Fundamental Mechanisms of Sperm Production: The Role of Microtubules

Abstract

Spermatogenesis is a feat of unparalleled biological scale and complexity. At any one time, the human testis harbours millions of germ cells in a continuous progression through multiple rounds of mitosis and meiosis, followed by a series of dramatic remodelling events. These processes are the critical determinant of sperm number, morphology, and motility, and 70% of infertile men have abnormalities in one, or more, of these parameters. Testament to its complexity, human spermatogenesis involves the expression of 84% of all protein-encoding genes and is touted as a health ‘canary in the coalmine’, as infertile men as a cohort, die younger than their fertile counterparts. Understanding the mechanisms of sperm production is thus essential, not only in the context of formulating infertility treatments, but also to identify additional health risks for the man and any potential offspring. In addition, sperm research has, and will continue to, shed light on gene function relevant to broad aspects of cell biology, as fertility is often the first, but not the only system, to fail, and may uncover strategies for contraceptive development.
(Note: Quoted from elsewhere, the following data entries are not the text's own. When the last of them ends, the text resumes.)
PR #143, opened 2024-05-08
127 batching

BalzaniEdoardo:
In this PR we will add `update` method to GLM that enables batching.

## GLM class

- Store initialize, update and run callable for the solver as read-only properties
- Create an `init_update` that initializes the solver states and, if no init param are provided, the params
- Create an `update` method that will run an update of the algorithm

## Regularizer class

- Updated the instantiate solver so that it returns 3 callable (the initializer, the update and the runner), this will take care of setting the appropriate regularization hyperparameters, so that the call to the initializer/runner/solver is always func(params, X, y), for any regularization type and algorithm


src/nemos/regularizer.py
```diff
@@ -32,6 +32,29 @@
     jaxopt.OptStep,
 ]
 
+SolverInit = Callable[
+    [
+        Tuple[
```
gviejo, line 37: Any

src/nemos/regularizer.py
```diff
@@ -32,6 +32,29 @@
...
+        ],  # Model parameters (for now tuple, eventually pytree)
+        jnp.ndarray,  # Predictors (i.e. model design for GLM)
+        jnp.ndarray,
+    ],  # Output (neural activity)
+    NamedTuple,
+]
+
+SolverUpdate = Callable[
+    [
+        Tuple[
```
gviejo, line 48: Any

gviejo (approved):

PR #145, opened 2024-05-21
Identifiability

BalzaniEdoardo:
## Take care of model identifiability

Added a flag to basis that, if True, checks that the design matrix including the intercept, is full rank; if not, it drops a column and mean center the data.

This will take care of BSplines, and CyclicBslplines, which sum to 1, and may result in a family of equivalent parameters all maximizing the likelihood.


gviejo (approved):
Good

PR #155, opened 2024-06-03
Fix transformer

BalzaniEdoardo:
Inherit Base in "TransformerBasis".

### DIFF
--- a/src/nemos/basis.py
+++ b/src/nemos/basis.py
@@ -86,6 +86,16 @@ class TransformerBasis(Base):
     """
 
     def __init__(self, basis: Basis):
+        self.basis = basis
+
+    @property
+    def basis(self):
+        return self._basis
+
+    @basis.setter
+    def basis(self, basis: Basis):
+        if not isinstance(basis, Basis):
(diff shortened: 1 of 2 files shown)


billbrod (commented):
Why not always have the Basis be a transformer? Does it add overhead or something else?

BalzaniEdoardo:
> Why not always have the Basis be a transformer? Does it add overhead or something else?

This needs more work, @bagibence is working on it. 

The issue is that we are breaking the API for `BaseTransformer` of sklearn, which does not allow variable positional or keyword arguments. 

The variable args are inputs to the convolution called in `compute_features` of `Basis`. The solution is to accept a conv_kwarg argument in the`Basis.__init__` defaulted to None with dict as type.

Additionally, he is rewriting the `__getitem__` to resurface the attributes of the basis, this will allow you to perform stuff like

```python
grid = dict(n_basis_funcs=[5, 6])  # grid search the num of basis
pipe = pipeline.Pipeline([("eval", bas), ("fit", model)])
cls = GridSerachCV(pipe, grid).fit(x, Y)
```

While with the current`TransformerBasis` the only parameter that can be get and set is the `TransformerBasis.basis`.

BalzaniEdoardo:
Resolved by #169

Microtubules (MTs) are a key driver of many aspects of sperm production. They form the fundamental machinery of mitosis and meiosis, sperm head shaping, and the sperm tail, in addition to playing roles in intracellular trafficking, including during acrosome biogenesis, and in germ-Sertoli cell adhesion. Through the use of mutant mouse models, our research has revealed the functional diversity of MTs in spermatogenesis is co-ordinated by a diverse suite of MT-associated proteins, including multiple MT-severing proteins from the katanin and spastin families, and the non-canonical tubulins, epsilon and delta. Moreover, we have shown that disruption of this MT regulatory toolbox has catastrophic consequences for sperm production and male fertility.